The association between PRX and Charcot-Marie-Tooth disease is supported by robust genetic and functional evidence. Studies have identified loss‑of‑function mutations in PRX associated with a demyelinating neuropathy phenotype. The genetic findings indicate an autosomal recessive inheritance pattern with several novel truncating mutations found in unrelated probands (PMID:12112076). This evidence provides a strong basis for linking PRX gene disruption to neuropathic outcomes.

Detailed genetic analyses have revealed multiple PRX variants, including the representative variant c.1864C>T (p.Gln622Ter), which is consistent with a loss‑of‑function mechanism. These variants were identified in at least two distinct families, with segregating variants observed among affected siblings and relatives, further solidifying the genetic association (PMID:12112076). The variant spectrum is characterized by truncating mutations that disrupt the formation of the functional periaxin protein.

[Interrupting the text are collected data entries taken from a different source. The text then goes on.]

PR #4610, opened 2026-08-04
Add mcpbeat to Resources

theevoq:
mcpbeat monitors the MCP ecosystem rather than listing it: every remote address in the registry receives a real JSON-RPC `initialize` handshake every 15 minutes, and the tool list of each responding server is recorded together with the date it was read.

Current numbers, measured today:

- 20 107 servers tracked, 10 570 of them reachable over the network
- 7 900 answering right now; 2 279 are listed as active in the registry but never respond
- 1.4M checks performed so far

Adoption comes from actual npm and PyPI download counts rather than GitHub stars, and Agent Skills are deduplicated by SHA-256 of their content, so a skill repackaged into forty repositories counts once.

Everything is published as CSV under CC BY 4.0 at https://mcpbeat.com/data/ — no key, no signup, so any number on the site can be verified against the raw rows.

### DIFF
--- a/ADDITIONAL.md
+++ b/ADDITIONAL.md
@@ -54,6 +54,7 @@ This is a curated collection of community-built frameworks and resources that si
 - **[Discord Server](https://glama.ai/mcp/discord)** – A community discord server dedicated to MCP by **[Frank Fiegel](https://github.com/punkpeye)**
 - **[Install This MCP](https://installthismcp.com)** - Reduce Installation Friction with beautiful installation guides
 - **[Klavis AI](https://www.klavis.ai)** - Open Source MCP Infra. Hosted MCP servers and MCP clients on Slack and Discord.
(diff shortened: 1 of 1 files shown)


Ecocitizenz:
This is valuable because it measures observed state rather than merely listed state.

The 15-minute initialize checks and tool snapshots expose an important distinction for the MCP ecosystem:

registry discovery ≠ current operational state.

A registry can establish that a server has been published and where it is expected to exist. Runtime observation can establish that something responded at a particular time. Neither, by itself, establishes the full authority/evidence chain a relying party may need: who operates it, which deployment/version is authoritative, what changed, and whether that state has subsequently been withdrawn or superseded.

I think keeping those layers explicit will become increasingly useful as MCP moves into enterprise use:

Discovery → Observed state → Operator/authority → Evidence → Freshness.

That is very close to the resolver-first model we are building with ECZ-ID: not replacing registries or monitoring, but making independently resolvable identity, authority and current evidence available alongside them.

— Adam Al-Zayed
Founder | EcoCitizenz Ltd
ECZ-ID — MCP & Agent Trust
https://mcp.ecocitizenz.com/
Resolver: https://resolver.ecocitizenz.org/passport/ECZ-GB-RBS1NW

PR #2784, opened 2015-09-29
Make ssh_host_port_max an inclusive bound to agree with documentation

orivej:
Documentation says that `ssh_host_port_max` is a maximum port to use for the SSH port, but previously this port was skipped, unless `ssh_host_port_max` was equal to `ssh_host_port_min`.


orivej:
Would you please consider merging this pull request?

PR #2791, opened 2015-10-01
vmware/iso: force iso extension for downloads

bdwyertech:
Add extension to VMware ISO builder to bring in sync with Virtualbox ISO builder.  This should prevent duplicate ISO download for multi-builder builds

This should resolve issue https://github.com/mitchellh/packer/issues/2695

Extension for Virtualbox was introduced with https://github.com/mitchellh/packer/commit/9ea34d4ea85d469272a12dc0ab6fe6837128e382


markpeek:
Merged. Thanks!

PR #2797, opened 2015-10-02
Add suggestion to AWS Instance builder error message

jen20:
A common cause of the failure of the bundle volume step is missing the ec2-bundle-vol command on the target instance (as observed in the #hashicorp channel on the HangOps Slack!).

This commit adds a note about this to the error message produced as Packer output if the bundling step fails (it is already in the documentation).


jlintz:
:heart:

markpeek:
Thanks!

PR #2800, opened 2015-10-05
Fix template error on ansible provisioner documentation

Cbeck527:
We're a heavy user of Ansible at Warby Parker and this is a tiny commit to clean up the rendering on the documentation :)

Goes from this:
screen shot 2015-10-05 at 1 22 00 pm

to this:
screen shot 2015-10-05 at 1 21 23 pm


markpeek:
Thanks!

PR #2806, opened 2015-10-06
Add ebs_optimized support

### LINKED ISSUE #740: No way to create an EBS optimized instance
Every time I try to create a launch instance with a provisioned IOPS root, packer sits waiting while the EC2 console tells me the instance was terminated due to an invalid configuration.

AFAICT, using provisioned IOPS requires --ebs-optimized be set on the instance itself.

Am I missing something?

abridgett:
This add EBS optimized support which will close #740 properly (you may want EBS optimized instances but not provisioned IO)


markpeek:
Thanks!

PR #2811, opened 2015-10-08
account_file can be verbatim JSON string

sparkprime:
This mimicks the Terraform behavior implemented in https://github.com/hashicorp/terraform/pull/2839


sparkprime:
@erjohnso

erjohnso:
Thanks for this @sparkprime!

Segregation studies in the reported families show that affected individuals consistently carry deleterious PRX mutations, further supporting the role of PRX in disease pathogenesis. The clustering of truncating mutations in patients with demyelinating phenotypes demonstrates clear genotype‑phenotype concordance. This pattern of inheritance has important implications for genetic counseling and risk assessment in families with Charcot-Marie-Tooth disease (PMID:12112076).

Functional studies have elucidated the pathogenic mechanism by demonstrating that alterations in PRX lead to impaired protein interactions. Experiments using immunofluorescence, co‑immunoprecipitation, and GST pull‑down assays have shown that the interaction between L‑ and S‑periaxin isoforms is critical for Schwann cell function (PMID:26467811). The disruption of this interaction likely contributes to abnormal myelination and the development of a peripheral neuropathy phenotype.

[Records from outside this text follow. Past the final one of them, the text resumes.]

PR #2672, opened 2015-08-24
Fix and refactor block device mapping builder

lightpriest:
Fix NoDevice not properly configured #2398.
Refactor the mapping builder to match BlockDeviceMapping from AWS SDK:

* If NoDevice is specified, include NoDevice only.
* If VirtualName starts with ephemeral, don't create Ebs (they are mutually
  exclusive anyway)
* Otherwise, assume Ebs and create it with the exact specified attributes by
  the user.

Change/add tests to reflect these changes.

PR #2818, opened 2015-10-09
Fix NoDevice on the Amazon AMI builders (fixes #2398)

### LINKED ISSUE #2398: amazon-ebs: cannot suppress block device mapping with "no_device"
With packer 0.8.1 and the amazon-ebs builder, I cannot suppress block device mappings.  The resulting AMI cannot be deployed.  This works correctly in 0.7.5.  Here is an example template:

```javascript
{
  "variables": {
    "aws_subnet_id": "",
    "aws_vpc_id": ""
  },
  "builders": [
    {
      "ami_block_device_mappings": [
        {
          "delete_on_termination": true,
          "volume_type": "gp2",
          "device_name": "/dev/sda1"
        },
        {
          "device_name": "/dev/sdb",
          "no_device": true
        },
        {
          "device_name": "/dev/sdc",
          "no_device": true
        }
      ],
      "type": "amazon-ebs",
      "region": "us-west-2",
      "vpc_id": "{{user `aws_vpc_id`}}",
      "subnet_id": "{{user `aws_subnet_id`}}",
      "source_ami": "ami-5189a661",
      "instance_type": "t2.micro",
      "ssh_username": "ubuntu",
      "ami_name": "test at {{timestamp}}"
    }
  ]
}
```

With 0.7.5, the resulting block device mapping looks like this:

Integration of genetic and functional evidence provides a coherent narrative: PRX truncating mutations cause a loss‑of‑function that disrupts critical protein interactions in Schwann cells, leading to demyelination and subsequent manifestation of Charcot-Marie-Tooth disease. The observed clinical spectrum, ranging from classic demyelinating patterns to severe sensory impairment, emphasizes the heterogeneity and clinical significance of PRX mutations. This integrated evidence supports the utility of genetic testing for PRX in the diagnostic workup of patients with inherited neuropathies.

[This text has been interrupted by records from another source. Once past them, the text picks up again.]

PR #2819, opened 2015-10-10
Syncronize cancellation in windows-restart tests

markpeek:
Two windows-restart tests would timeout and fail due to the cancellation
thread firing before the cancel object was created. This change syncronizes
the start of the threads to prevent this from occurring.


cbednarski:
Woo hoo! :+1:

PR #2825, opened 2015-10-13
Add explicit wait after Communicator.Download to make sure serveSingleCopy completes

### LINKED ISSUE #2793: Docker file downloader truncates larger files
When downloading larger (50mb+) files from docker using the file provisioner, the files are sometimes truncated.

I suspect this is a race condition but I have not yet assessed it.

cbednarski:
Fixes #2793 

`serveSingleCopy` uses `io.Copy()` under the hood. @markpeek fixed a bunch of similar issues in other parts of Packer, which clued me into the fix.

I suspect what may be happening at a lower level is that one side of the copy operating has finished sending the data and signals that it is complete (the `client.Call` line in this case). After this the function returns.

However, the go routine running `io.Copy` has not yet completed, so it's trying to finish copying the data while the main go routine has already moved on and started reading data. My guess is that the rest of the data is sitting in the kernel's TCP/IO stack in the mean time.

Now we wait for the server to shut itself down before we continue.

TL;DR: Any time you use `go io.Copy()` you should block until it completes.

### DIFF
--- a/packer/rpc/communicator.go
+++ b/packer/rpc/communicator.go
@@ -2,11 +2,12 @@ package rpc
 
 import (
 	"encoding/gob"
-	"github.com/mitchellh/packer/packer"
 	"io"
 	"log"
 	"net/rpc"
 	"os"
+
+	"github.com/mitchellh/packer/packer"
 )
 
 // An implementation of packer.Communicator where the communicator is actually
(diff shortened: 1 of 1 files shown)


packer/rpc/communicator.go
```diff
@@ -137,14 +138,24 @@ func (c *communicator) UploadDir(dst string, src string, exclude []string) error
 func (c *communicator) Download(path string, w io.Writer) (err error) {
 	// Serve a single connection and a single copy
 	streamId := c.mux.NextId()
-	go serveSingleCopy("downloadWriter", c.mux, streamId, w, nil)
+
+	waitServer := make(chan bool)
```
mitchellh: A nitpick but you should use a `chan struct{}` since that uses zero bytes. Then the easiest way to wait for it is to just `close()` it.

PR #2831, opened 2015-10-14
remove backquote from Makefile

kikitux:
replace backquotes with simple quotes in Makefile

This is to avoid unwanted evaluation


kikitux:
@cbednarski

cbednarski:
LGTM! Thanks!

Key take‑home: PRX genetic testing is a valuable tool in diagnosing demyelinating Charcot-Marie-Tooth disease, informing patient management and facilitating targeted therapeutic strategies.

References

  • Annals of Neurology • 2002 • Periaxin mutations cause a broad spectrum of demyelinating neuropathies PMID:12112076
  • Neuroscience Letters • 2015 • L‑periaxin interacts with S‑periaxin through its PDZ domain PMID:26467811

Evidence Based Scoring (AI generated)

Gene–Disease Association

Strong

Two families with novel PRX truncating mutations and clear segregation with the phenotype (PMID:12112076) support a strong association.

Genetic Evidence

Strong

Multiple truncating variants, including c.1864C>T (p.Gln622Ter), were identified in unrelated probands exhibiting autosomal recessive inheritance, with supportive segregation data (PMID:12112076).

Functional Evidence

Moderate

Cell‐based assays demonstrating disrupted periaxin interactions provide moderate experimental evidence that corroborates the genetic findings (PMID:26467811).